Read the data and repeat all of it exactly.
Segment Start: DATA SECTION
PR #1452, opened 2023-08-22
fix: set correct default to exclude overlapping binaries

kzantow:
This PR sets the same behavior as Syft, which excludes binaries that overlap with package manager packages.


internal/config/search.go
```diff
@@ -39,5 +39,6 @@ func (cfg search) ToConfig() cataloger.Config {
 			IncludeUnindexedArchives: cfg.IncludeUnindexedArchives,
 			Scope:                    cfg.ScopeOpt,
 		},
+		ExcludeBinaryOverlapByOwnership: true,
```
willmurphyscode, line 42: I wanted to make sure I understand the config options we have here.

1. This change tells syft not to emit binary packages if they are in files that are owned by another package
2. There is code in grype today that tells grype not to _match_ on binary packages that are owned by other packages. I think this code is run unconditionally.
3. There is code in grype today (unreleased) that, on certain distros, also removes non-binary packages if they are owned by an OS package manager package. This code will also run unconditionally.

I think the change governed by this config is a subset of the code in item 2, so I just wanted to make sure we understand what configs are needed and what configs are available.

willmurphyscode: Talked with @kzantow about this. It turns out that Syft, when `ExcludeBinaryOverlapsByOwnership` is turned on, removes more packages than Grype will. Specifically, Grype checks whether the child package's version is a prefix of the parent package's version before removal, but Syft does not.

Here's the removal code in grype: https://github.com/anchore/grype/blob/e906e685a109fa524d03c9c55b6b45515cefbccf/grype/pkg/package.go#L129

Here's the removal code in syft:
https://github.com/anchore/syft/blob/cedfa05e93f9ad9649b514e5a8b9127fe1d44f85/syft/pkg/cataloger/package_exclusions.go#L30-L51

willmurphyscode (approved):

PR #1461, opened 2023-08-24
Track vulnerability match label submodule to main branch

wagoodman:
This PR adjusts the vulnerability-match-labels submodule to always track the main branch. This prevents the need to pull in new labels continually. If there is ever an issue upstream we can pin back to a specific commit until the issue is resolved (then retrack to main).


wagoodman:
nvm, this is not working the way I expected it to work.

PR #1470, opened 2023-08-28
Pin the vulnerability DB used in quality gate testing

wagoodman:
Ultimately the goal of the quality gate in grype is to test the effectiveness of grype itself to detect vulnerabilities in an artifact. This is done relative to the set of labels we know about these artifacts. The gate today has two moving targets: the grype code itself and the vulnerability DB. This PR changes this such that the only independent variable is the grype code itself by pinning the DB to a single version.

### DIFF
--- a/test/quality/Makefile
+++ b/test/quality/Makefile
@@ -7,6 +7,11 @@ YARDSTICK_LABELS_DIR = .yardstick/labels
 VULNERABILITY_LABELS = ./vulnerability-labels
 RESULT_SET = pr_vs_latest_via_sbom
 
+# update periodically with values from "grype db list"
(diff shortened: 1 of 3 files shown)


kzantow (approved):
🎉

test/quality/Makefile
```diff
@@ -7,6 +7,11 @@ YARDSTICK_LABELS_DIR = .yardstick/labels
 VULNERABILITY_LABELS = ./vulnerability-labels
 RESULT_SET = pr_vs_latest_via_sbom
 
+# update periodically with values from "grype db list"
+TEST_DB_URL = https://toolbox-data.anchore.io/grype/databases/vulnerability-db_v5_2023-08-24T01:23:40Z_fd07204627d474f68f90.tar.gz
```
willmurphyscode, line 11: This will become increasingly stale over time. How often should we bump it?

PR #1471, opened 2023-08-31
Bump version of syft to v0.89.0

wagoodman:


wagoodman:
Closing and using https://github.com/anchore/grype/pull/1472 instead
Segment End: DATA SECTION
● **EXERCISE SOLUTION**
PR #1452, opened 2023-08-22
fix: set correct default to exclude overlapping binaries

kzantow:
This PR sets the same behavior as Syft, which excludes binaries that overlap with package manager packages.


internal/config/search.go
```diff
@@ -39,5 +39,6 @@ func (cfg search) ToConfig() cataloger.Config {
 			IncludeUnindexedArchives: cfg.IncludeUnindexedArchives,
 			Scope:                    cfg.ScopeOpt,
 		},
+		ExcludeBinaryOverlapByOwnership: true,
```
willmurphyscode, line 42: I wanted to make sure I understand the config options we have here.

1. This change tells syft not to emit binary packages if they are in files that are owned by another package
2. There is code in grype today that tells grype not to _match_ on binary packages that are owned by other packages. I think this code is run unconditionally.
3. There is code in grype today (unreleased) that, on certain distros, also removes non-binary packages if they are owned by an OS package manager package. This code will also run unconditionally.

I think the change governed by this config is a subset of the code in item 2, so I just wanted to make sure we understand what configs are needed and what configs are available.

willmurphyscode: Talked with @kzantow about this. It turns out that Syft, when `ExcludeBinaryOverlapsByOwnership` is turned on, removes more packages than Grype will. Specifically, Grype checks whether the child package's version is a prefix of the parent package's version before removal, but Syft does not.

Here's the removal code in grype: https://github.com/anchore/grype/blob/e906e685a109fa524d03c9c55b6b45515cefbccf/grype/pkg/package.go#L129

Here's the removal code in syft:
https://github.com/anchore/syft/blob/cedfa05e93f9ad9649b514e5a8b9127fe1d44f85/syft/pkg/cataloger/package_exclusions.go#L30-L51

willmurphyscode (approved):

PR #1461, opened 2023-08-24
Track vulnerability match label submodule to main branch

wagoodman:
This PR adjusts the vulnerability-match-labels submodule to always track the main branch. This prevents the need to pull in new labels continually. If there is ever an issue upstream we can pin back to a specific commit until the issue is resolved (then retrack to main).


wagoodman:
nvm, this is not working the way I expected it to work.

PR #1470, opened 2023-08-28
Pin the vulnerability DB used in quality gate testing

wagoodman:
Ultimately the goal of the quality gate in grype is to test the effectiveness of grype itself to detect vulnerabilities in an artifact. This is done relative to the set of labels we know about these artifacts. The gate today has two moving targets: the grype code itself and the vulnerability DB. This PR changes this such that the only independent variable is the grype code itself by pinning the DB to a single version.

### DIFF
--- a/test/quality/Makefile
+++ b/test/quality/Makefile
@@ -7,6 +7,11 @@ YARDSTICK_LABELS_DIR = .yardstick/labels
 VULNERABILITY_LABELS = ./vulnerability-labels
 RESULT_SET = pr_vs_latest_via_sbom
 
+# update periodically with values from "grype db list"
(diff shortened: 1 of 3 files shown)


kzantow (approved):
🎉

test/quality/Makefile
```diff
@@ -7,6 +7,11 @@ YARDSTICK_LABELS_DIR = .yardstick/labels
 VULNERABILITY_LABELS = ./vulnerability-labels
 RESULT_SET = pr_vs_latest_via_sbom
 
+# update periodically with values from "grype db list"
+TEST_DB_URL = https://toolbox-data.anchore.io/grype/databases/vulnerability-db_v5_2023-08-24T01:23:40Z_fd07204627d474f68f90.tar.gz
```
willmurphyscode, line 11: This will become increasingly stale over time. How often should we bump it?

PR #1471, opened 2023-08-31
Bump version of syft to v0.89.0

wagoodman:


wagoodman:
Closing and using https://github.com/anchore/grype/pull/1472 instead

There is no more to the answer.